時代設定を30年後のロスに置き換えて、レプリカントと人間の戦い、レプリカントの”ある謎”を巡るハードなサスペンス作品になっている。
監督は今年日本公開された
「メッセージ」(2016米)でも高い評価を得たD・ヴィルヌーヴ。ヴィルヌーヴはああ見えてかなりのSF映画ファンらしく今回の続編には並々ならぬ意欲を持って臨んでいる。
そして、製作総指揮は前作の監督R・スコットが、原案・共同脚本は前作の脚本家ハンプトン・ファンチャーが務めている。前作の柱たるスタッフが継続しているので、作品の世界観やトーンは自然に継承されており、テーマも更に深く追及されているので、前作を観た人にも安心して楽しめる作品となっていると思う。実に正統派な続編と言えよう。
とはいえ、確かに上映時間2時間43分は長いと感じた。全体的にスロウテンポな映画で、演出も決してメリハリがあるというわけではない。むしろゆったりとした演出が続くので、観た人の中には退屈と感じる人がいるかもしれない。
しかし、撮影監督ロジャー・ディーキンズが作り出す映像美に痺れ、Kの葛藤を煮詰めるヴィルヌーヴの演出に酔いしれれば決して”無駄”な”長さ”とは感じないだろう。編集で各シーンを1割削ることも可能だったかもしれない。しかし、そうしたら果たして全体の鑑賞感はどうなっていただろう?おそらくここまでズシリとした重みは感じられまい。
物語は、Kの視座で進むレプリカントと自身の秘密を探るサスペンス劇となっている。今回特徴的だと思ったのはAIのホログラム、ジョイを登場させたことだと思う。

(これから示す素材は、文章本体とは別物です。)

PR #262, opened 2019-03-05
Add story map model

lucacug:


lib/modules/wdpa/story_map_link_list_importer.rb
```diff
@@ -8,18 +8,8 @@ def import
...
-        else
-          pa = ProtectedArea.find_by_slug(row[0])
-        end
-
-        unless pa.blank?
-          pa.story_map_link = row[1]
-          pa.save
-          puts "Added this link #{row[1]} to #{row[0]}"
-        end
+        StoryMapLink.where(wdpa_id: row[0], link: row[1])
```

昨今何かと話題のAIだがそれをこの続編はドラマを展開させるうえでのキーパーソンとして登場させている。
ジョイは孤独なKを慰める実態なき存在、いわゆる二次元の恋人である。”人間もどき”と揶揄される新型レプリカントKと心を通わせる過程は、中々感傷に浸れる作りとなっており、共に”人ならざる”者同士、愛を確かめあう所に切なさが湧いてくる。
このロマンスは、途中で登場する娼婦用レプリカントを交えた3人のセックスシーンによって昇華されるのだが、ここは映画史におけるラブシーンの、ある種の”発明”のように思えた。技術的には何と言うことはないCGIによる合成だと思うが、何と幻惑的で斬新なことだろう。この演出を考えたヴィルヌーヴはやはり天才である。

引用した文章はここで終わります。